Collection entries:
[Start of Attachment]

PR #225, opened 2020-11-13
[GH-1063] Remove Serialisation Internals from Workload Responses

ehigham:
### Purpose
During the hOps demo, it became clear that the `:id` property of a workload (and it's workflows) caused confusion. In this change, I propose to purge this property from the workload responses.
The `:items` table in workloads is an internal detail and we should not be sending that back either.

### DIFF
--- a/api/src/wfl/api/handlers.clj
+++ b/api/src/wfl/api/handlers.clj
@@ -43,9 +43,10 @@
           query {:includeSubworkflows false :start start :end end}]
       (succeed {:results (cromwell/query env query)}))))
 
-(defn strip-internals [workload]
+(defn strip-internals
   "Strip internal properties from the `workload` and its `workflows`."
-  (let [prune #(apply dissoc % [:id])]
+  [workload]
+  (let [prune #(apply dissoc % [:id :items])]
     (prune (update workload :workflows (partial mapv prune)))))
 
 (defn append-to-aou-workload
--- a/api/src/wfl/api/handlers.clj
+++ b/api/src/wfl/api/handlers.clj
@@ -81,11 +81,10 @@
                 (workloads/update-workload! tx workload))))]
     (jdbc/with-db-transaction [tx (postgres/wfl-db-config)]
       (succeed
-        (strip-internals
-          (mapv (partial go! tx)
-            (if-let [uuid (-> request :parameters :query :uuid)]
-              [(workloads/load-workload-for-uuid tx uuid)]
-              (workloads/load-workloads tx))))))))
+        (mapv (comp strip-internals (partial go! tx))
+          (if-let [uuid (-> request :parameters :query :uuid)]
+            [(workloads/load-workload-for-uuid tx uuid)]
+            (workloads/load-workloads tx)))))))
 
 (defn post-start
   "Start the workload with UUID in REQUEST."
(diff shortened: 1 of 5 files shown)


api/src/wfl/api/handlers.clj
```diff
@@ -43,6 +43,12 @@
           query {:includeSubworkflows false :start start :end end}]
       (succeed {:results (cromwell/query env query)}))))
 
+(defn strip-internals
+  "Strip internal properties from the `workload` and its `workflows`."
+  [workload]
+  (let [prune #(apply dissoc % [:id :items])]
+    (prune (update workload :workflows (partial mapv prune)))))
```
rexwangcc, line 50: It took me some time to understand what this is doing, very elegant and extensible!

(I wish Postgres had something like BigQuery's `SELECT * EXCEPT(ColumnNameX, [ColumnNameY, ...])`)

api/test/wfl/system/v1_endpoint_test.clj
```diff
@@ -27,14 +28,21 @@
 (defn- verify-succeeded-workload [workload]
   (run! verify-succeeded-workflow (:workflows workload)))
 
+(defn ^:private verify-missing-internals [workload]
```
rexwangcc, line 31: **optional** nit: maybe call it `verify-striped-internals` or `verify-excluded-internals` as `missing` makes me feel they should be there to some extent. (I'm bad at naming so this is totally optional)

rexwangcc (approved):
LGTM,  👍  to also exclude `items`!

api/src/wfl/api/handlers.clj
ehigham: The thing is, we want this stuff for the innards of wfl (private state). We just don't want them in the workload responses.

api/test/wfl/system/v1_endpoint_test.clj
ehigham: sounds good!

tbl3rd (approved):
OK, but I'd start with something like this instead.
```clojure
(defn purge-internal-keys
  "Purge top level internal keys from WORKTHING."
  [workthing]
  (let [[_ _ req-un _ opt-un] (clojure.spec.alpha/describe :wfl.api.spec/workload-response)]
    (select-keys workthing (concat req-un opt-un))))
```

ehigham:
> OK, but I'd start with something like this instead.
> 
> ```clojure
> (defn purge-internal-keys
>   "Purge top level internal keys from WORKTHING."
>   [workthing]
>   (let [[_ _ req-un _ opt-un] (s/describe :wfl.api.spec/workload-response)]
>     (select-keys workthing (concat req-un opt-un))))
> ```

That won't work for nested properties though.

ehigham:
> > That won't work for nested properties though.
> 
> Emphasis on _start_.

I like it. Means we don't have to maintain another list of names. I gave it a go: 
```
(defn strip-internals
  "Strip internal properties from the `workload` and its `workflows`."
  [workload]
  (letfn [(restrict-keys [spec coll]
            (let [[_ _ req-un _ opt-un] (clojure.spec.alpha/describe spec)]
              (select-keys coll (concat req-un opt-un))))]
    (restrict-keys :wfl.api.spec/workload-response
      (update workload :workflows
        (partial mapv #(restrict-keys :wfl.api.spec/workflow %))))))
```

The issue is that the keys are all prefixed by `:wfl.api.spec` so `select-keys` removes everything. While we could strip the prefixes, this is more code than I really wanted to write.

PR #234, opened 2020-11-18
[GH-1071] Fix `exec`-ing an AoU workload twice fails to return the `exec`-ed workload

ehigham:
### Purpose
See ticket.

Caused by a type error. in https://github.com/broadinstitute/wfl/pull/196, I changed the implementation from `start-workload!` from
```clojure
(defmethod workloads/start-workload!
  pipeline
  [tx {:keys [id] :as workload}]
  (do
    (start-aou-workload! tx workload)
    (workloads/load-workload-for-id tx id)))
```
to
```clojure
(defoverload workloads/start-workload! pipeline start-aou-workload!)
```
Without updating `start-aou-workload` to return the the workload if it had already been started.

Note that the changes to the test tools are required so that the test I added doesn't fail due to GH-1072. I think there should be a separate test added for that.

### DIFF
--- a/api/src/wfl/module/aou.clj
+++ b/api/src/wfl/module/aou.clj
@@ -192,7 +192,8 @@
   "Use transaction TX to start the WORKLOAD. This is simply updating the
    workload table to mark a workload as 'started' so it becomes append-able."
   [tx {:keys [id] :as workload}]
-  (when-not (:started workload)
+  (if (:started workload)
+    workload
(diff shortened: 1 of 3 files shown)


tbl3rd (approved):
I wish WFL/PTC didn't care whether `:output` ended with a `/`.

ehigham:
> I wish WFL/PTC didn't care whether `:output` ended with a `/`.

Agreed, I also wish we didn't expect `exec` to return the same workload for AoU.

PR #236, opened 2020-11-18
[GH-1072] Standardize AoU output bucket in DB

jack-r-warren:
### Purpose

- https://broadinstitute.atlassian.net/browse/GH-1072

### Changes

- Deslashify before querying with the output bucket, not just when inserting it

### Review Instructions

- Integration test checks that requests that differ in their slashifying have the same response from WFL


api/test/wfl/integration/modules/aou_test.clj
```diff
@@ -68,7 +69,16 @@
...
-  "executing a workload-request twice should not create a new workload"
-  (let [request (make-aou-workload-request)]
-    (is (= (workloads/execute-workload! request)
-          (workloads/execute-workload! request)))))
+  (testing
+    "executing a workload-request twice should not create a new workload"
+    (let [request (make-aou-workload-request)]
+      (is (= (workloads/execute-workload! request)
+             (workloads/execute-workload! request)))))
+  (testing
```
ehigham, line 77: I think a `deftest` is better actually as we can disable it if it fails (+ create a ticket to fix later)

ehigham (approved):

api/test/wfl/integration/modules/aou_test.clj
jack-r-warren: good idea, done

tbl3rd (approved):

PR #241, opened 2020-11-19
[GH-1074] Changelog from branches

jack-r-warren:
### Purpose

- https://broadinstitute.atlassian.net/browse/GH-1074

### Changes

- Make changelog use your current branch for log calculation
- Make changelog use the raw commit text if it errors out trying to markdown-ify the PR link (this means it will work if the log includes commits that weren't made via PR)

### Review Instructions

Can verify this by Ed's original reproduction steps if you run them from this branch:

```bash
git checkout -B foo
git add foo.txt && git commit -m "add foo"
./ops/cli.py release
```

### DIFF
--- a/ops/cli.py
+++ b/ops/cli.py
@@ -292,7 +292,7 @@ def _markdownify_commit_msg(commit: str) -> str:
 
 def get_git_commits_since_last_tag(config: WflInstanceConfig) -> None:
     "Read commit messages since last tag, store to config and print."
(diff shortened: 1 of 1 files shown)


ehigham (approved):
Thanks for addressing this so quickly.

jack-r-warren:
Of course! Merging now because clojure tests will 
A. fail due to not having your GH-1076 fix
B. not evaluate this PR since it only changes Python

PR #249, opened 2020-11-20
make error logging less noisy

ehigham:
### Purpose
Currently, all exceptions are being logged as errors. This creates a lot of noise as some failures are expected (e.g. wrong pipeline, no such workflow etc)
In this change, I propose to make the logging less noisy for 0.4.2. We can consider an alternative solution for the main branch.


jack-r-warren (approved):
👍

PR #254, opened 2020-11-23
[GH-1020] Import arrays module in handlers

samanehsan:
### Purpose

Fixes the failing system test for the arrays module.

### Changes

Import arrays module in handlers, otherwise WFL will complain that the pipeline is invalid when trying to create a new `GPArrays` workload.

### Review Instructions

- No instructions.


ehigham (approved):

rexwangcc (approved):
Cannot believe this cost us so much time, finally!! 

Could you add a comment to either the docstring or a new line so we don't forget next time? IntelliJ has not been really helpful on this somehow…

PR #256, opened 2020-11-30
Add linting to PR checks

ehigham:
## Purpose
As discussed, adding linting to the pull-request checks.

## Changes:
- implement `lint` alias for api/ and cloud_function/ modules
- use flake8 as out python linter with default settings.
- add to github action
- extend action to release branches

# BIG SCARY THING
All files have been re-formatted - Suggest you view the diff with whitespace changes hidden.


jack-r-warren (approved):
Looks good to me, I'm personally not bothered by the failing PR test since it did actually get past the lint step and we have a bug for the failure 👍

ehigham:
> Looks good to me, I'm personally not bothered by the failing PR test since it did actually get past the lint step and we have a bug for the failure

Thanks - that is a known failure and captured in https://broadinstitute.atlassian.net/browse/GH-1099

PR #258, opened 2020-11-30
[GH-1097] Fix empty append_to_aou response

ehigham:
### Purpose
https://broadinstitute.atlassian.net/browse/GH-1097

As Jack observed, when you send a sample to workflow launcher that has been (or in the process of being) processed, workflow-launcher skips it. If no samples are processed, I thought I was returning an empty list. I even wrote a test for this. The problem is that Clojure treats `nil` to mean empty, meaning that the integration test I wrote wasn’t that useful.

The solution was to explicitly return the list I created, not the list returned by `jdbc/insert` - I thought they were the same, turns out not.


tbl3rd (approved):
Expect response to be ()?

jack-r-warren (approved):

PR #263, opened 2020-12-02
Cache clojure deps between builds

ehigham:
### Purpose
In investigating https://broadinstitute.atlassian.net/browse/GH-1056, I found that caching build dependencies between jobs lead to quite a significant speed-up in PR checks (~2 mins out of 7).
While my solution for GH-1056 isn't quite there yet, this can definitely be submitted.


jack-r-warren (approved):
Nice find!

PR #297, opened 2021-01-08
GH-1104: Factor build code out of WFL.

tbl3rd:
### Purpose

- https://broadinstitute.atlassian.net/browse/GH-1104

### Changes

- Run System/exit to avoid waiting for the JVM thread scheduler to time out.

### Review Instructions

- The build functions run longer than it seems they should now. Not sure why yet.


api/module.mk
```diff
@@ -33,14 +33,14 @@ JAR_LINK     := $(DERIVED_TARGET_DIR)/wfl.jar
 
 $(PREBUILD): $(SCM_SRC) $(SCM_RESOURCES)
```
ehigham, line 34: I think you can remove the dependence on SCM_SRC here as the only thing that affects prebuild is your new build.clj file + this + deps.edn?

ehigham (approved):
noice!

api/module.mk
tbl3rd: Yes. Thanks.

rexwangcc (approved):
Looks great!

[End of Attachment]

### What you are asked to do
Which of the lines above carry the string "prune"? Pick them out and copy them.

### Exercise response
-  (let [prune #(apply dissoc % [:id])]
+  (let [prune #(apply dissoc % [:id :items])]
     (prune (update workload :workflows (partial mapv prune)))))
+  (let [prune #(apply dissoc % [:id :items])]
+    (prune (update workload :workflows (partial mapv prune)))))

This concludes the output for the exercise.